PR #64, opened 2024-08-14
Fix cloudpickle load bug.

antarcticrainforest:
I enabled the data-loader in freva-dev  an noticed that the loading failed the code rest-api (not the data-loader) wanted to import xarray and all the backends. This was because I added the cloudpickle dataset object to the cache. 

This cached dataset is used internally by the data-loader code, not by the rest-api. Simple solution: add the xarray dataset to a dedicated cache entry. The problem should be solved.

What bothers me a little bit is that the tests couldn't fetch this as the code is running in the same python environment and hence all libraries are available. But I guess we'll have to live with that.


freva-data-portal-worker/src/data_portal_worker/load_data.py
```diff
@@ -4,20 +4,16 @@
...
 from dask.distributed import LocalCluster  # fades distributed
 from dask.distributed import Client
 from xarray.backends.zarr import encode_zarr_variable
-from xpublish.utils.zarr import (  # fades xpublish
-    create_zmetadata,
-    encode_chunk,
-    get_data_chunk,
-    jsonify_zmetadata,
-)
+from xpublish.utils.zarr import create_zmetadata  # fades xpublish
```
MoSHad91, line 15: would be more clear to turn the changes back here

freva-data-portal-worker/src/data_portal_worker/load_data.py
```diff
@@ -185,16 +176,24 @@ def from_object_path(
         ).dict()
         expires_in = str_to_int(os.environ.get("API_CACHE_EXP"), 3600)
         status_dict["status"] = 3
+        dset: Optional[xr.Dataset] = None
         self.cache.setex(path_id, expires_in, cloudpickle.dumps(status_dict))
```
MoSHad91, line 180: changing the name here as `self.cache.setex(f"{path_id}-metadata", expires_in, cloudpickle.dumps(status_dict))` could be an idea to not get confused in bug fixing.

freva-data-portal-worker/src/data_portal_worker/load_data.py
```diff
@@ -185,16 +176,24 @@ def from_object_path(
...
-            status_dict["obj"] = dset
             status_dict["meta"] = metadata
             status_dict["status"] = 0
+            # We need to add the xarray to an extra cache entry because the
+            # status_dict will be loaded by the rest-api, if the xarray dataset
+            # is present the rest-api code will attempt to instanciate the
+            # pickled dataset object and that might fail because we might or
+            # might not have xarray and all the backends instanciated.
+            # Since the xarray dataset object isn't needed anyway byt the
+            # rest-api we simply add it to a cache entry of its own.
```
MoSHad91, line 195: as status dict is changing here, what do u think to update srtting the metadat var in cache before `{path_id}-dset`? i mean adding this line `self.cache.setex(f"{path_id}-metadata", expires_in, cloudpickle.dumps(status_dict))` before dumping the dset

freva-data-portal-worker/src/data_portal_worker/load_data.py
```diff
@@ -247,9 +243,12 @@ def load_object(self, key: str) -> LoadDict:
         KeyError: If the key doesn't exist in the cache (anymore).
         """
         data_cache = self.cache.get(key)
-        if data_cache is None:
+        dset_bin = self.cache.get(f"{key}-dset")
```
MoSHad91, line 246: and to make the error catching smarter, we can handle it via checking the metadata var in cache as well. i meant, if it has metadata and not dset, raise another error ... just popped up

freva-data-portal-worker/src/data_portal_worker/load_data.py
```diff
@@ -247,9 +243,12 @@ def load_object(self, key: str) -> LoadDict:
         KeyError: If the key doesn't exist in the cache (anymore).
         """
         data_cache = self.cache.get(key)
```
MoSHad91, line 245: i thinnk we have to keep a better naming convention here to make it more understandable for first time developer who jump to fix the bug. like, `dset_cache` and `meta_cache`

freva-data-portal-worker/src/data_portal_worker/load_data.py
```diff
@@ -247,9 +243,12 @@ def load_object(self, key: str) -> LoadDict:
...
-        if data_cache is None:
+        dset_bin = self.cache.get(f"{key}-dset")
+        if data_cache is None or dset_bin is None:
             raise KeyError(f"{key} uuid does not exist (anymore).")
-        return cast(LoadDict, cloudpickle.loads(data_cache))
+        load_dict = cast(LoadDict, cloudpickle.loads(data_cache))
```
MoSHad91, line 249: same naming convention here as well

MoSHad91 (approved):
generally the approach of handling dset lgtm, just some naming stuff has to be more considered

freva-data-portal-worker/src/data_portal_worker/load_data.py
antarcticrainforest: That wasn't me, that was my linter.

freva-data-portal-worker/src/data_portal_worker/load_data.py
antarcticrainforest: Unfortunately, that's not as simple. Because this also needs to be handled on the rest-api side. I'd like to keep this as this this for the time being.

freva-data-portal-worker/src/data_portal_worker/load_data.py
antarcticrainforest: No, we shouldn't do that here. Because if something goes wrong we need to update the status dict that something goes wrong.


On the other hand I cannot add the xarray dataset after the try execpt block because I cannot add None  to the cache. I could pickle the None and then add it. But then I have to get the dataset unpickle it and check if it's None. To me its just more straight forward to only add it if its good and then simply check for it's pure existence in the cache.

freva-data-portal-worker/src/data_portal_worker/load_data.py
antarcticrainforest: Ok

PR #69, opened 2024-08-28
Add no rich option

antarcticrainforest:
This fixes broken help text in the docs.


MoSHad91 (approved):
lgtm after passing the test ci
=-=-=-=-=
GOAL OF THE EXERCISE
Write out the whole listing above once more, exactly.

FINISHED TASK
PR #64, opened 2024-08-14
Fix cloudpickle load bug.

antarcticrainforest:
I enabled the data-loader in freva-dev  an noticed that the loading failed the code rest-api (not the data-loader) wanted to import xarray and all the backends. This was because I added the cloudpickle dataset object to the cache. 

This cached dataset is used internally by the data-loader code, not by the rest-api. Simple solution: add the xarray dataset to a dedicated cache entry. The problem should be solved.

What bothers me a little bit is that the tests couldn't fetch this as the code is running in the same python environment and hence all libraries are available. But I guess we'll have to live with that.


freva-data-portal-worker/src/data_portal_worker/load_data.py
```diff
@@ -4,20 +4,16 @@
...
 from dask.distributed import LocalCluster  # fades distributed
 from dask.distributed import Client
 from xarray.backends.zarr import encode_zarr_variable
-from xpublish.utils.zarr import (  # fades xpublish
-    create_zmetadata,
-    encode_chunk,
-    get_data_chunk,
-    jsonify_zmetadata,
-)
+from xpublish.utils.zarr import create_zmetadata  # fades xpublish
```
MoSHad91, line 15: would be more clear to turn the changes back here

freva-data-portal-worker/src/data_portal_worker/load_data.py
```diff
@@ -185,16 +176,24 @@ def from_object_path(
         ).dict()
         expires_in = str_to_int(os.environ.get("API_CACHE_EXP"), 3600)
         status_dict["status"] = 3
+        dset: Optional[xr.Dataset] = None
         self.cache.setex(path_id, expires_in, cloudpickle.dumps(status_dict))
```
MoSHad91, line 180: changing the name here as `self.cache.setex(f"{path_id}-metadata", expires_in, cloudpickle.dumps(status_dict))` could be an idea to not get confused in bug fixing.

freva-data-portal-worker/src/data_portal_worker/load_data.py
```diff
@@ -185,16 +176,24 @@ def from_object_path(
...
-            status_dict["obj"] = dset
             status_dict["meta"] = metadata
             status_dict["status"] = 0
+            # We need to add the xarray to an extra cache entry because the
+            # status_dict will be loaded by the rest-api, if the xarray dataset
+            # is present the rest-api code will attempt to instanciate the
+            # pickled dataset object and that might fail because we might or
+            # might not have xarray and all the backends instanciated.
+            # Since the xarray dataset object isn't needed anyway byt the
+            # rest-api we simply add it to a cache entry of its own.
```
MoSHad91, line 195: as status dict is changing here, what do u think to update srtting the metadat var in cache before `{path_id}-dset`? i mean adding this line `self.cache.setex(f"{path_id}-metadata", expires_in, cloudpickle.dumps(status_dict))` before dumping the dset

freva-data-portal-worker/src/data_portal_worker/load_data.py
```diff
@@ -247,9 +243,12 @@ def load_object(self, key: str) -> LoadDict:
         KeyError: If the key doesn't exist in the cache (anymore).
         """
         data_cache = self.cache.get(key)
-        if data_cache is None:
+        dset_bin = self.cache.get(f"{key}-dset")
```
MoSHad91, line 246: and to make the error catching smarter, we can handle it via checking the metadata var in cache as well. i meant, if it has metadata and not dset, raise another error ... just popped up

freva-data-portal-worker/src/data_portal_worker/load_data.py
```diff
@@ -247,9 +243,12 @@ def load_object(self, key: str) -> LoadDict:
         KeyError: If the key doesn't exist in the cache (anymore).
         """
         data_cache = self.cache.get(key)
```
MoSHad91, line 245: i thinnk we have to keep a better naming convention here to make it more understandable for first time developer who jump to fix the bug. like, `dset_cache` and `meta_cache`

freva-data-portal-worker/src/data_portal_worker/load_data.py
```diff
@@ -247,9 +243,12 @@ def load_object(self, key: str) -> LoadDict:
...
-        if data_cache is None:
+        dset_bin = self.cache.get(f"{key}-dset")
+        if data_cache is None or dset_bin is None:
             raise KeyError(f"{key} uuid does not exist (anymore).")
-        return cast(LoadDict, cloudpickle.loads(data_cache))
+        load_dict = cast(LoadDict, cloudpickle.loads(data_cache))
```
MoSHad91, line 249: same naming convention here as well

MoSHad91 (approved):
generally the approach of handling dset lgtm, just some naming stuff has to be more considered

freva-data-portal-worker/src/data_portal_worker/load_data.py
antarcticrainforest: That wasn't me, that was my linter.

freva-data-portal-worker/src/data_portal_worker/load_data.py
antarcticrainforest: Unfortunately, that's not as simple. Because this also needs to be handled on the rest-api side. I'd like to keep this as this this for the time being.

freva-data-portal-worker/src/data_portal_worker/load_data.py
antarcticrainforest: No, we shouldn't do that here. Because if something goes wrong we need to update the status dict that something goes wrong.


On the other hand I cannot add the xarray dataset after the try execpt block because I cannot add None  to the cache. I could pickle the None and then add it. But then I have to get the dataset unpickle it and check if it's None. To me its just more straight forward to only add it if its good and then simply check for it's pure existence in the cache.

freva-data-portal-worker/src/data_portal_worker/load_data.py
antarcticrainforest: Ok

PR #69, opened 2024-08-28
Add no rich option

antarcticrainforest:
This fixes broken help text in the docs.


MoSHad91 (approved):
lgtm after passing the test ci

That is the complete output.